Effectful Loops: Sequence and MapM

We've covered a lot of different ways to run loop behavior in Haskell, but all of them operate in a "pure" way. That is, none of them use monadic behavior. While folding and scanning provide us with a basic mechanism for tracking stateful computations, you sometimes have more complicated problems where the stateful object has more layers. And none of the functions we've seen so far allow IO activity, like printing to the console or accessing the file system.

So to motivate this example, let's imagine we're parsing several different files, each containing a set of names. We would like to read each of these files and create a combined list. Here's what this might look like in C++ with a for-loop:

std::vector<std::string> readSingleFile(std::string filename) { ... }

std::vector<std::string> readNamesFromFiles(std::vector<std::string> filenames) {
  std::vector<std::string> results;
  for (const auto& file : filenames) {
    auto namesFromThisFile = readSingleFile(file);
    // std::copy also works well
    for (const auto& name : namesFromThisFile) {
      results.push_back(name);
    }
  }
  return results;
}

This looks a lot like a map problem in Haskell (or really, concatMap). However, we have a problem. The function we would like to map must be an IO function!

readSingleFile :: FilePath -> IO [String]
readSingleFile fp = lines <$> readFile fp

This means that if we try to use map with this function and a list of FilePaths, we won't get a list of lists that we can immediately concat. And in fact, we won't even get an IO object containing the list of lists! The type will actually be [IO [String]], a list of IO actions which each return a list of strings!

>> let filepaths = [...]
>> let results = map readSingleFile filePaths
>> :t results
[IO [String]]

By itself, this doesn't seem to help us achieve our goal. But there are a couple helpers that can get the rest of the way. One function is sequence. This takes a list of monadic actions and runs them back to back, collecting the results! This function generalizes beyond lists, but we'll just think about the type signature using lists for right now.

sequence :: (Monad m) => [m a] -> m [a]

If we imagine our list of monadic actions, this function essentially acts as though it is running them all together in do syntax and returning a list of the results.

sequence :: (Monad m) => [m a] -> m [a]
sequence [action1, action2, action3, ...] = do
  result1 <- action1
  result2 <- action2
  result3 <- action3
  ...
  return [result1, result2, result3, ...]

So we could apply this function against our previous output, and then concat the results within the IO object using fmap.

readSingleFile :: FilePath -> IO [String]

readNamesFromFiles :: [FilePath] -> IO [String]
readNamesFromFiles files =
  (fmap concat) $ sequence (map readSingleFile files)

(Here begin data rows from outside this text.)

PR #478, opened 2019-06-24
Lab3

nicko-lee:
Fixes #477

Review of colleague's PR #457 

Changes proposed in this PR:
* Add letter sort functionality
* Add unit tests based on table driven testing

PR #485, opened 2019-06-24
Puppy Errors

### LINKED ISSUE #484: Lab 7 - Errors
- [x] Create an executable go program
 - [x] Copy the CRUD puppy from upstream master
 - [x] Add a custom error type `Error` with fields `Message` and `Code`
 - [x] Extend the `Storer` interface for all methods to also return `error`
 - [x] Create errors for:
     - [x] Value < 0
     - [x] ID not found in Read, Update and Delete
 - [x] Add locking for proper use of sync.Map

nicholascross:
Fixes #484

Review of colleague's PR #478

 - Create an executable go program
 - Copy the CRUD puppy from upstream master
 - Create errors for:
     - Value < 0

### DIFF
--- a/07_errors/nicholascross/main.go
+++ b/07_errors/nicholascross/main.go
@@ -1,0 +1,169 @@
+package main
+
+import (
+	"fmt"
+	"io"
+	"os"
+	"sync"
+)
+
+type Puppy struct {
+	ID     int64
+	Breed  string
+	Colour string
+	Value  float64
+}
+
+type Storer interface {
+	CreatePuppy(p Puppy) (bool, error)
+	RetrievePuppy(int64) (*Puppy, error)
+	UpdatePuppy(int64, Puppy) (bool, error)
+	DeletePuppy(int64) (bool, error)
+}
+
+type MapStore map[int64]Puppy
+
+const (
+	missingPup = iota
+	invalidPupValue
+	pupAlreadyExists
+)
+
+type PupError struct {
+	Message string
+	Code    int
+}
+
+func (e *PupError) Error() string {
+	return fmt.Sprintf("[%d] %s", e.Code, e.Message)
+}
+
+func (e *PupError) IsMissingPup() bool {
+	return e.Code == missingPup
+}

But there's an even simpler way to do this! There's also the function mapM, which essentially combines map and sequence:

mapM :: (Monad m) => (a -> m b) -> [a] -> m [b]

It's type signature is like the original map, but instead it takes a function in a monadic action and produces a single monadic action. This allows us to simplify our solution:

readSingleFile :: FilePath -> IO [String]

readNamesFromFiles :: [FilePath] -> IO [String]
readNamesFromFiles files =
  (fmap concat) $ mapM readSingleFile files

Since mapping works so much like a for-loop, there is even the function forM. This is the same as mapM, except that its arguments are reversed, so the list comes first.

forM :: (Monad m) => [a] -> (a -> m b) -> m [b]

Each of these functions also has an equivalent underscored function, which discards the result. These can be useful when you're only interested in the monadic side effect of the function, rather than the return value.

sequence_ :: (Monad m) => [m a] -> m ()

mapM_ :: (Monad m) => (a -> m b) -> [a] -> m ()

forM_ :: (Monad m) => [a] -> (a -> m b) -> m ()

Here's an example where we'll want that. Suppose our files might contain duplicated names, and we want to discard duplicates. This means we'll want a Set instead of a list. Our C++ code doesn't change much:

std::vector<std::string> readSingleFile(std::string filename) { ... }

std::set<std::string> readNamesFromFiles(std::vector<std::string> filenames) {
  std::set<std::string> results;
  for (const auto& file : filenames) {
    auto namesFromThisFile = readSingleFile(file);
    for (const auto& name : namesFromThisFile) {
      results.insert(name);
    }
  }
  return results;
}

We can change things up in our Haskell code though! Instead of post-processing the list of lists afterward, we'll keep track of the growing set using the State monad!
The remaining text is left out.